## EXERCISE
All of the data needs to be printed again, exactly as written.

····················

PR #1073, opened 2016-02-01
Add folder for Changelogs and create tentative changelog for 3.0.0

jedesah:


sellout:
Here’s a possible rephrasing/expansion of the flexible SQL bit:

····················

## RESULT OF THE TASK
PR #1073, opened 2016-02-01
Add folder for Changelogs and create tentative changelog for 3.0.0

jedesah:


sellout:
Here’s a possible rephrasing/expansion of the flexible SQL bit:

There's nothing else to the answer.